Tennessee, which took out the Taters in the Orange Bowl, had nearly 60,000 folks watch Nico Iamaleava and Joe Milton fight it out at Neyland. But scoring wasn’t a problem for the Vols a season ago. Will they get their defense together? We can’t know that for sure because a lot of Tennessee’s firepower at the skill spots on offense didn’t play in the game.
Then Billy Napier’s Gators… yikes. It was bad. I mean, Clemson didn’t look good on offense - scoring only a couple touchdowns. But the Taters were running offensive circles around what the Gators put out there this week.
I’m not sure Florida has a starting quarterback right now. Florida’s spring game was the lowest-scoring in school history. Y’all, Florida combined to put up 17 points. 17. New defensive coordinator Austin Armstong was caught on camera celebrating his side’s performance by what looked like him acting as if he were masterbaiting towards (or on) another staff member after the game.
That’s how well things are going in Gainesville.
Then you’ve got UGA XI - Boom - already a crowd favorite. Little man wasn’t too eager to hit the turf at Sanford Stadium at first. The PA system at Georgia is very, very loud. I totally understand being scared half to death of that rattling sound if you’ve never heard it before.
But for the most part when Boom got to the grass, and the PA wasn’t so loud he started frolicking around - No, not like the Florida defensive coordinator… it was more wholesome than that.

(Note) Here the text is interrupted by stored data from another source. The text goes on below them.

PR #9863, opened 2022-09-19
TRD: Calibration update and additonal macros

f3sch:
I updated the README and added two macros:
- plotVdriftExB.C plots the VDrift and ExB values in the ccdb for a given duration for each chamber
- manualCalibFit.C performs the calibration fits for VDrift and ExB manually

### DIFF
--- a/Detectors/TRD/calibration/README.md
+++ b/Detectors/TRD/calibration/README.md
@@ -23,6 +23,17 @@ If you want to run the calibration from a local file with residuals, trdangreshi
 
     o2-calibration-trd-vdrift-exb -b --enable-root-input --calib-vdexb-calibration '--tf-per-slot 1 --min-entries 50000'
 
+Additionally it is possible to perform the calibrations fit manually per chamber if you have TPC-TRD or ITS-TPC-TRD tracks, you can run:
+   
+   o2-trd-global-tracking -b --enable-trackbased-calib
+   
+This produces `trdangreshistos.root` which holds the residuals of the angles and differences.
+Then run the macro `Detectors/TRD/calibration/macros/manualCalibFit.C`.
+This produces a file of similar name with the fitted data and prints out the fit results.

He was playing around - Que was like… cool man, do your thing. I am about to hit that ice bag over there. Get me a Chick-fil-A sando when head my way.
Boom is a beautiful animal up close. He’s young and happy. It was time for a change. UGA X had been in charge since 2015, and let me tell you anyone in the program that survived that year and has seen everything since deserves a break.
2015 was not a normal year in Athens. Nearly a decade later that’s even more clear than it was at the time. UGA X leaves as the winningest mascot in Georgia history. We don’t know what the future holds, but Boom probably has a good chance to top that.